The idea to buy the system for the operating room got here from David Feldman, MD, chief safety officer and vice chairman of surgery, and Pam Mestel, RN, MSN, CNOR, executive director of perioperative services, said Alyssa Christie, RN, CNOR, team leader of surgery general, laparoscopy and geriatrics. “We have weekly educational activities and this was during the internship [Feldman and Mestel] presented the system,? Christie said. “They showed us how it was used and said they wanted to implement it with our manual counting.”

Christie said once staff were on board, company representatives arrived on site to coach nurses and staff on the way to use the system and helped them try it out.

Primarily utilized by circulating and hygiene nurses, this method operates on a comparatively easy process and is used along with manual counting. The Blair-Port Wand device ought to be waved over the incision site to detect the special micro-tagged cotton towels and sponges used during surgery. “The staff counts three times during the entire procedure?” the initial number before the beginning of the surgery, the ultimate number just before the tip of the surgery but before the skin is closed, and the ultimate number after the tip of the procedure? she said.

The RF surgical detection system consists of a self-calibrating console, a hand-held Blair-Port Wand device and cotton materials with RF microtags.

When the operation is sort of complete, the wand is first tested to make certain it’s working properly by waving it over one among the specially marked sponges. The staff waits for a beep and if every part is OK, the wand is waved over the incision site.

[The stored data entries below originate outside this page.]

PR #3432, opened 2024-04-26
Fix icon fonts

5e-Cleric:
Fixing misstypes with Elderberry Inn icon font


calculuschild:
Just skimming through, I noticed that there were some other issues. Can you sort them out?

- \E939 appears twice
- \E925 is out of order
- \E95D is missing
- \E93A is missing

5e-Cleric:
3A and 39 are the same error, fixed 25, and frankly i didn't include 5D on purpose because frankly i don't think it should be there, its not even in **their icon reference list**: https://www.elderberry-inn.com/icons

icon E95D:
image

There is also E95A missing, because it is a copy of E956

Gazook89:
We need the farting icon

5e-Cleric:
> We need the farting icon

I refuse on principle, add it yourself.

Gazook89:
So to be sure I understand:  E95D ('toot-toot') is in the ttf/otf font file, but is explicitly excluded from the woff2 file?

I was going to add it to the elderberryInn.less, but it doesn't work, so I assume the font isn't even in the woff2 file and just want to be sure I'm not overlooking something else.

5e-Cleric:
The capture i used was directly from the .woff2 file, it is there, not sure why would that not work.

Gazook89:
Hm, I'll have to retry.  And I had thought your earlier screencap was of the TTF/OTF because for a minute I thought FontForge didn't open WOFFs for some reason.  I know better, but just forgot.

calculuschild:
Ok, merging this now. Thanks @5e-Cleric for catching these errors!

“The non-sterile circulating nurse turns on the generator and hands the sterile-wrapped wand to the nurse”? Christie said. When the wand is complete and no sound is heard, the surgeon continues to shut. Immediately after closing, the ultimate count takes place and the subsequent walk begins.

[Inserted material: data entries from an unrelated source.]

Issue #546, opened 2017-11-06
URGENT: Possible vulnerability to injection attacks


jimcullenaus:
Problem: inserting arbitrary JavaScript into documents is possible, and it will execute. It also seems to cause the entire rest of the page to not render. The person with edit permission to the document cannot then *remove* the JS, because the edit field is also blanked out.

Solution: disable `<script>` tags. Do not allow execution of any JavaScript entered by the users.

For an example, try creating a new blank document, entering some dummy text, and then pasting this at the bottom:

`<script>
document.title = "The title";
</script>`
Or, see [this document](http://homebrewery.naturalcrit.com/share/SkHdIxW00W) (and its source, which is available).

Note that the title in your web browser changes.

dekelpilli:
Was just about to report this. In addition to what is specified here, it seems to mess with the user page of whoever owns the page. The following is a screenshot of my user page after I added a script to one of my brews -- https://i.imgur.com/0cdimPi.jpg -- these are all images I've used in my brews. Below the normal page, it also has some plaintext version of some of my brews (\ns, \ts, and all) -- https://i.imgur.com/4q61IaH.png

Also, the screenshots might look yellow, that part is on my end, not homebrewery's.

goopscoop:
I solved this in a different project with the `sanitize-html` node module. Super easy to setup. Want me to take care of this for you?

kkragenbrink:
Of course, the problem is there's also legitimate reasons to add Javascript, such as zoomable images, or the like.  This is not as easy to fix as simply disabling script tags, but I'll look into it.

jimcullenaus:
I cannot see any legitimate reason to use JavaScript in a homebrewery document. Homebrewery is for building up pages that look high-quality like the D&D published books. There's no room for dynamic content in that. All it does is increase the attack surface.

Sansd20:
I concur with @jimcullenaus. While the homebrewery documents do have the ability to link, the over all use case is primarily to create static documents.

If you are needing Javascript for your use case, you might want to fork this project (if that is possible) and come up with your own solution.

AlexeySachkov:
Should be fixed by #811

calculuschild:
Closing because this appears to be solved.

5e-Cleric:
Reopening because a closing script tag still breaks the website, see #3434

dbolack-ab:
Is this resolved by the DOMPurify addition?

5e-Cleric:
[...]

PR #3434, opened 2024-04-27
Add DOM Purify to BrewRenderer

### LINKED ISSUE #3293: Vulnerability via js on brew
We should remove any possibility of Javascript execution inside brews, that means removing inline event handlers like `onClick`, attributes that allow the `javascript:` protocol, clean svg files, and clean iframes from any javascript.

G-Ambatte:
This PR adds DOM Purify to the BrewRenderer, and uses it to sanitize all Page and Style content immediately before it is added to the component output (using `dangerouslySetInnerHTML`).

This PR extends the work done should close #3293.


5e-Cleric:
Will this fix #3293 ?

G-Ambatte:
From #3293:

> We should remove any possibility of Javascript execution inside brews, that means removing inline event handlers like onClick, attributes that allow the javascript: protocol, clean svg files, and clean iframes from any javascript.

Testing:
- [x] element `on` methods (`onClick`, `onError`, etc) - removed
- [x] JavaScript in HREF property - property is removed
- [x] `<iframe>` - tag and content is completely removed
- [x] `<script>` inside `<svg>` - `<script>` removed, `<svg> remains

So this appears to resolve the issues raised in #3293, although as suggested in that issue, a Content Security Policy may also be needed for defense in depth. I found a really good slide set from Cure53 which discusses the issue here (https://www.usenix.org/sites/default/files/conference/protected-files/enigma16_slides_heiderich.pdf), or if academic papers are your thing, this conference paper (https://link.springer.com/chapter/10.1007/978-3-319-66399-9_7).

client/homebrew/brewRenderer/brewRenderer.jsx
```diff
@@ -14,6 +14,9 @@ const NotificationPopup = require('./notificationPopup/notificationPopup.jsx');
 const Frame = require('react-frame-component').default;
 const dedent = require('dedent-tabs').default;
 
+const DOMPurify = require('dompurify');
+const purifyConfig = { FORCE_BODY: true, SANITIZE_DOM: false };
```
G-Ambatte, line 18: `FORCE_BODY: true` - required to leave `<style>` tags in output
`SANITIZE_DOM: false` - required to leave manual IDs in output

If anyone can find a combination of other options to produce this functionality, we can switch to them.

From the DOMPurify source:
`FORCE_BODY` : "/* Decide if all elements (e.g. style, script) must be children of document.body. By default, browsers might move them to document.head */"
`SANITIZE_DOM` : "/* Output should be free from DOM clobbering attacks? This sanitizes markups named with colliding, clobberable built-in DOM APIs. */"

Enabling `FORCE_BODY` seems fine, but disabling `SANITIZE_DOM` seems like it might be excessive - I'm still trying to determine exactly what this parameter does.

5e-Cleric:
@calculuschild could use a deployment for this.

5e-Cleric:
> JavaScript in HREF property - property is removed

Does this mean that the href prop is removed ***only when*** javascript inside is detected?

G-Ambatte:
> > JavaScript in HREF property - property is removed
> 
> Does this mean that the href prop is removed ***only when*** javascript inside is detected?

That is my recollection from testing. Looks like there's a deployment up now so you should be able to test.

5e-Cleric:
This piece of code is what i used to test this:

```
<a href="javascript:alert('This is a JavaScript injection via href attribute')">Click me</a>
___

<img src="javascript:alert('This is a JavaScript injection via src attribute')">

___

<form action="javascript:alert('This is a JavaScript injection via action attribute')">
<input type="submit" value="Submit">
</form>

___

<div style="background-color: red; color: white; width: 100px; height: 100px;" onclick="alert('This is a JavaScript injection via inline event handler')">
Click me
</div>

___

<div onmouseover="alert('This is a JavaScript injection via inline event handler')">Hover over me</div>

___

<style>
.test { background-image: url('javascript:alert("This is a JavaScript injection via CSS background-image")'); }
</style>
<div class="test">Test</div>

___

<div data-code="javascript:alert('This is a JavaScript injection via data attribute')">Test</div>

___

<div id="parent">
<button id="child">Click me</button>
</div>
<script>
document.getElementById('parent').addEventListener('click', function(event) {
if (event.target.id === 'child') {
console.log('This is JavaScript executed via event delegation');
}
});
</script>

```

Using this code in the live site results in a complete crash, but in this deployment seems to work just fine.

#3446 might add some cases we want to check.

Is there any Js injection method we haven't tested yet?

5e-Cleric (approved):
Looks alright, we are more secure than before. Nice PR

G-Ambatte:
Added a small change to `template.js` to stop `</script>` tags from breaking everything.

5e-Cleric:
Related to this, as mentioned, `</script>` can be input in the title of a brew. If the only content of a brew or the starting content of the brew is that string, it will be used as title, therefore, the entire userpage is broken, and the entire editpage is broken too, which makes it very difficult to fix. the only fix i have found is to go into this deployment as it shares the db, and login manually, then deleting the brew from userpage or editpage.

G-Ambatte:
I have removed the `</script>` sanitization from this PR, it was becoming a much bigger job than just a single additional line of code - it will require it's own PR.

ericscheid:
> Related to this, as mentioned, `</script>` can be input in the title of a brew. If the only content of a brew or the starting content of the brew is that string, it will be used as title, therefore, the entire userpage is broken, and the entire editpage is broken too, which makes it very difficult to fix. the only fix i have found is to go into this deployment as it shares the db, and login manually, then deleting the brew from userpage or editpage.

This is a different issue though — we are emitting strings from brews without proper encoding, and they are being treated as html elements by the browser's html parser.

For example, [this line in template.js](https://github.com/naturalcrit/homebrewery/blob/2f5081156d99d10fb227121833ddfc5f972a710a/client/template.js#L21C1-L22C1):
`     <title>${title.length ? `${title} - The Homebrewery`: 'The Homebrewery - NaturalCrit'}</title>`

Here, if the title is the string `A < B && TRUE` then that emits as literally that in the html source .. but it should be `A &lt; B &amp;&amp; TRUE`. The browser will then render that as the string `A < B && TRUE`. The same should happen if the title string is `<script>..</script>`. It should not be delivered to the browser as if it is actual html code to be parsed. We do the encoding properly in other places (e.g. brew cards on userpage).

image

G-Ambatte:
The `</script>` issue is a separate issue, as recorded in #546. This PR, while similar, addresses the issue of active content being parsed by the BrewRenderer, not the HTML template. As such, this PR can be merged as is and a second PR raised to resolve the issues with `template.js`.

client/homebrew/brewRenderer/brewRenderer.jsx
G-Ambatte: After further research, I believe that `SANITIZE_DOM: false` is the only way to allow manual IDs to persist, DOM clobbering removes the ability to set IDs as it can be an attack vector, but I don't believe that applies in our case.
Marking as resolved.

calculuschild:
Thanks @G-Ambatte ! 💯 ⭐ 🎉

Like any latest procedure, moving into the groove of using the system got here with some challenges. “At first the staff treated it as just another step to take, but once we got over the learning curve it became routine.” Christie said. “It’s a step that takes so little time and really isn’t that invasive.”

The system is a component of Maimonides? rules and procedures in force within the operating room, and authorized personnel perform the rounds and document them within the intraoperative chart. “We use the system for all surgical procedures except cystoscopy and myringotomy procedures [ear tubes in children], percutaneous vascular procedures and hand and foot procedures. Or in cases where soft goods such as sponges, knee pads or towels are not used at all? Christie said.

The average cost of the system is $12 to $15 per surgical case. The cost is minimal considering the peace of mind it provides surgical staff. “Our goal is to prevent foreign body retention and this is the next step to help?” Christie said. “That in itself saves the hospital money.”

Maimonides is one among several centers participating within the study where the device improves surgery rates and staff confidence in wound closure. Preliminary results of the study, conducted by Chapel Hill, North Carolina-based UNC Healthcare, were presented at a recent meeting of the American College of Surgeons Clinical Congress. Preliminary results showed that RF technology accelerates the identification of foreign bodies by reducing the usage of radiation to locate missing surgical components, and 90% of nursing staff reported that the technology reduced stress during wound closure and increased confidence that no surgical resources were left within the patient.

Maimonides has been using the system since December 2009 as a complement to the safety procedures already in place. “We decided to do this knowing how important it is to prevent retention of surgical components.” Christie said. “We found this additional safety measure to be worth the extra expense.”